**Task objective:**
Up to and including the line with "(diff shortened: 1 of 2 files shown)", restate the records below word for word, beginning with their first line.

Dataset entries
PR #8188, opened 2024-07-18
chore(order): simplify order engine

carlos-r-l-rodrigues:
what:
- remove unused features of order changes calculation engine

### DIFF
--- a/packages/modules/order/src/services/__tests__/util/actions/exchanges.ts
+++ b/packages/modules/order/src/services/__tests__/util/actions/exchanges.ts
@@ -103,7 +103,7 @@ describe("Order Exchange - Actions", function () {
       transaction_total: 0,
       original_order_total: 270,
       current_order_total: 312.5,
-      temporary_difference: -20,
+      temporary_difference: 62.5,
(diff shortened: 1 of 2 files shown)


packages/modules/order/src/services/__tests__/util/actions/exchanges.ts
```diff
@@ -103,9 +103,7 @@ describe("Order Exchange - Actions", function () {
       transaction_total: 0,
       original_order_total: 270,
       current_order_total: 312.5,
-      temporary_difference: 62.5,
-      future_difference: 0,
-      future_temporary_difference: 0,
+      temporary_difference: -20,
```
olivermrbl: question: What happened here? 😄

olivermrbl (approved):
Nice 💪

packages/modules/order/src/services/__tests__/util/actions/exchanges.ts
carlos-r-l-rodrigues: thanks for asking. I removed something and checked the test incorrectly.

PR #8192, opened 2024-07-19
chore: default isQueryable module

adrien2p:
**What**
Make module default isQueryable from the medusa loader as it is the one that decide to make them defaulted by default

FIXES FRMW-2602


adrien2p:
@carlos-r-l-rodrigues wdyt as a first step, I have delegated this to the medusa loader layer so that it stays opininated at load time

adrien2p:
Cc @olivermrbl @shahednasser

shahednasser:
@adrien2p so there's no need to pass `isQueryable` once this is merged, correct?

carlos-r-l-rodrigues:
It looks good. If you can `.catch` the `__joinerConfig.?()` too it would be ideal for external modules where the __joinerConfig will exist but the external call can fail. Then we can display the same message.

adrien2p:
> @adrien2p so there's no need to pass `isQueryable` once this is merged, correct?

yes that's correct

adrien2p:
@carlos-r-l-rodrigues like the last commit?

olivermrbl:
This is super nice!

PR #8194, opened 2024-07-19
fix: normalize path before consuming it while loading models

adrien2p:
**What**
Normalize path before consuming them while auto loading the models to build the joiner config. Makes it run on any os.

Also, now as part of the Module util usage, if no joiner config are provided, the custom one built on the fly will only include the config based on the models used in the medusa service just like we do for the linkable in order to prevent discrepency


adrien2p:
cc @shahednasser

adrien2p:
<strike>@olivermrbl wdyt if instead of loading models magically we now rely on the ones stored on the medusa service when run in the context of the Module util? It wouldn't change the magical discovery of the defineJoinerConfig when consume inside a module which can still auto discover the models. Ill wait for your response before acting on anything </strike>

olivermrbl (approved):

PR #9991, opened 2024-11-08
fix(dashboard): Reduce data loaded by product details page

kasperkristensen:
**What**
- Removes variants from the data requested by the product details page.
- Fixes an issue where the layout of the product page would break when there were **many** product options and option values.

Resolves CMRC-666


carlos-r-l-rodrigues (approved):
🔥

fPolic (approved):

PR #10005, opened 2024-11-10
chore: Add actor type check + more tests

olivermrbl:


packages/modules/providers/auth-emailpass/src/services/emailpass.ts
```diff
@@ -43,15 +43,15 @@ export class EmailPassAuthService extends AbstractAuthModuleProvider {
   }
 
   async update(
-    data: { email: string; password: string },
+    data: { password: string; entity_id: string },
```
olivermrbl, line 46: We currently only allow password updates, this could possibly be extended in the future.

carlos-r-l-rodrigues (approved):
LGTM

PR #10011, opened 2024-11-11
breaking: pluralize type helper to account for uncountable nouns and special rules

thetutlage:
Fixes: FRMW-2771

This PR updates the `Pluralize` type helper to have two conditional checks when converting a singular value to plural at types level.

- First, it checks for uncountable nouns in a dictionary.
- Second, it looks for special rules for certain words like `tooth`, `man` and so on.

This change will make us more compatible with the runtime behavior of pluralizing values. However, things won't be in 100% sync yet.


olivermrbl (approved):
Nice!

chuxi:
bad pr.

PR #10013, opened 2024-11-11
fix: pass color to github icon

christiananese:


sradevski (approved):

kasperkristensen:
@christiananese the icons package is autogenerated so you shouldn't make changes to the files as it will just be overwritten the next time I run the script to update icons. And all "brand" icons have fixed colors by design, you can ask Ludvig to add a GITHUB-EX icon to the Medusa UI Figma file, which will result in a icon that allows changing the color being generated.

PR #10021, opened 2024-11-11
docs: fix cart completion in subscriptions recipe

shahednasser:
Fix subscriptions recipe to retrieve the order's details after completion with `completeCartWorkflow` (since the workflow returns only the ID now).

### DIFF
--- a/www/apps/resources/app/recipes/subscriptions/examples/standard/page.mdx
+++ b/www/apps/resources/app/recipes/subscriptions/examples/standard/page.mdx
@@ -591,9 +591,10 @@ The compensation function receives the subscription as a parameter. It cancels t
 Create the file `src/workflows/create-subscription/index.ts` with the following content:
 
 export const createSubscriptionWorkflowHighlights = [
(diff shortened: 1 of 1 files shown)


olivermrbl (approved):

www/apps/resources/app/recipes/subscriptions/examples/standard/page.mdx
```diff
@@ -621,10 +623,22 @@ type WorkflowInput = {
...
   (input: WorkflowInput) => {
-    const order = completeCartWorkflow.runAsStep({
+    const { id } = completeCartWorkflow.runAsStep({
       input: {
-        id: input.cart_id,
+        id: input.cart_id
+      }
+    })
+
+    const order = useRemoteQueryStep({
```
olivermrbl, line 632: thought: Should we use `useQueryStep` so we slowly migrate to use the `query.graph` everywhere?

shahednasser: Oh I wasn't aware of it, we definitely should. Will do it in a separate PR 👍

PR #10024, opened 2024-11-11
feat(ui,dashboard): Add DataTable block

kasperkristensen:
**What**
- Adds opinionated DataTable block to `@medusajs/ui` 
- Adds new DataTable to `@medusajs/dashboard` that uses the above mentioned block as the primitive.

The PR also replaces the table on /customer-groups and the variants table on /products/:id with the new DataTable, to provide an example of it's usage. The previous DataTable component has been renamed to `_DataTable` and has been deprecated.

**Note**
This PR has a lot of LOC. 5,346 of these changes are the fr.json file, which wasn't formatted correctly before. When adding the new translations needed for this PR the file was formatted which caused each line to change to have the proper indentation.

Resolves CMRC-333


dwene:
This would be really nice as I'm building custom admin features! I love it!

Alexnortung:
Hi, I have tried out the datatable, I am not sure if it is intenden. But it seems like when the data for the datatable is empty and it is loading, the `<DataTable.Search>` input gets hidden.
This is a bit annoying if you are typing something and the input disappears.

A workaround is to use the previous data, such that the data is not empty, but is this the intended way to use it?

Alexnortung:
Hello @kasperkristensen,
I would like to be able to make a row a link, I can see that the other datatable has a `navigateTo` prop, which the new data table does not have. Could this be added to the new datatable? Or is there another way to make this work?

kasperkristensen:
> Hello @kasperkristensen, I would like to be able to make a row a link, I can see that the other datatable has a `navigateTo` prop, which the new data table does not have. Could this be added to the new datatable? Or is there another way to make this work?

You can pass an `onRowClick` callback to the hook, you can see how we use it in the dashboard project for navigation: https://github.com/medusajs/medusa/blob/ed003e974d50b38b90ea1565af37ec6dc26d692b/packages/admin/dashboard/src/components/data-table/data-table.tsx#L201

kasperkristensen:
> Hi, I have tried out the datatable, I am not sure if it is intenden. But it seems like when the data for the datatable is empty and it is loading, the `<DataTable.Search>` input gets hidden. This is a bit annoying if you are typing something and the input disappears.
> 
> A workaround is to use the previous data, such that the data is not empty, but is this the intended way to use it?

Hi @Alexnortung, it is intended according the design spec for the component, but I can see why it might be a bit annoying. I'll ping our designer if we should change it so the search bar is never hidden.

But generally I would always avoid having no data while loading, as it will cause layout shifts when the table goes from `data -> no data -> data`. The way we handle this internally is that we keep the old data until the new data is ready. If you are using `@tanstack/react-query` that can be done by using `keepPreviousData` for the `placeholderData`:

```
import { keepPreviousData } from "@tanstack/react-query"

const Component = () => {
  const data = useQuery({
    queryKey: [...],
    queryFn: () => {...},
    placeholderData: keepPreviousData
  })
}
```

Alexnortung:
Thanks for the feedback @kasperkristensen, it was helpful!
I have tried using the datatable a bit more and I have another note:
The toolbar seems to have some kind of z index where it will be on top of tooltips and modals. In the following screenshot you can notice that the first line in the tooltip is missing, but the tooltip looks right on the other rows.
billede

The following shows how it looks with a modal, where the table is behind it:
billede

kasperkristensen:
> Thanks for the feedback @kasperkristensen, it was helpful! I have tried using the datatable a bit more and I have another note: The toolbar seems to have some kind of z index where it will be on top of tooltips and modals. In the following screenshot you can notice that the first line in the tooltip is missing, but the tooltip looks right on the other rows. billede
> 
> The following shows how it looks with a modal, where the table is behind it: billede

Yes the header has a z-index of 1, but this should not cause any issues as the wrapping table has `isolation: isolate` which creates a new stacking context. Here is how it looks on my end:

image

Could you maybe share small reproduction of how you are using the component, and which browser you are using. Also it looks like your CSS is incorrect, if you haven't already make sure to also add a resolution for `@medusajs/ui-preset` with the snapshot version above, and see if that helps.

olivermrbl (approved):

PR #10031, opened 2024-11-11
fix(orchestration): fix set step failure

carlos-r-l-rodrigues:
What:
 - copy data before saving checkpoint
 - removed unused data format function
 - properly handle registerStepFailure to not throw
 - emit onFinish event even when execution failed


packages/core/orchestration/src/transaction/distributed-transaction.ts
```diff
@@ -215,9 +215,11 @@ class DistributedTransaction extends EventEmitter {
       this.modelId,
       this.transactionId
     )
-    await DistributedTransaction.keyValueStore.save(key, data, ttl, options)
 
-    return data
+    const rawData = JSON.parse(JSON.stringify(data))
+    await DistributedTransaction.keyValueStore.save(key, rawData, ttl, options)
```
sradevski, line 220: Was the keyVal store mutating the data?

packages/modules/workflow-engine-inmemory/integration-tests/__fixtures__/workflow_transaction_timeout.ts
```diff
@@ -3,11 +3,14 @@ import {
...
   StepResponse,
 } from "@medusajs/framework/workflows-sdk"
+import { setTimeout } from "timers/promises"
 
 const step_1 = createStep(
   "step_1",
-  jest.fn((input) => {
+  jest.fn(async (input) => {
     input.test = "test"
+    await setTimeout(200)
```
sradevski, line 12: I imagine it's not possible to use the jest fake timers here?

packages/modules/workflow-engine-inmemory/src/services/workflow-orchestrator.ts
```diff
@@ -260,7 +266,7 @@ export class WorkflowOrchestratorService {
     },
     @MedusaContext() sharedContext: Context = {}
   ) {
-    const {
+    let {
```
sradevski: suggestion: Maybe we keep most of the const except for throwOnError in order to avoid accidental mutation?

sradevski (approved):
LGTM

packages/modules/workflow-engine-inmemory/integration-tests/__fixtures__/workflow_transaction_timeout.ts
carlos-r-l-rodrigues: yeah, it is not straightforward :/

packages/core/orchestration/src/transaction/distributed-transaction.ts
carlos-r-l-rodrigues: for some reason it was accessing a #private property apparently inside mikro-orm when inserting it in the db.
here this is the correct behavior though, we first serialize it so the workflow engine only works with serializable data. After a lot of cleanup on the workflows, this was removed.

**Reply:**
PR #8188, opened 2024-07-18
chore(order): simplify order engine

carlos-r-l-rodrigues:
what:
- remove unused features of order changes calculation engine

### DIFF
--- a/packages/modules/order/src/services/__tests__/util/actions/exchanges.ts
+++ b/packages/modules/order/src/services/__tests__/util/actions/exchanges.ts
@@ -103,7 +103,7 @@ describe("Order Exchange - Actions", function () {
       transaction_total: 0,
       original_order_total: 270,
       current_order_total: 312.5,
-      temporary_difference: -20,
+      temporary_difference: 62.5,
(diff shortened: 1 of 2 files shown)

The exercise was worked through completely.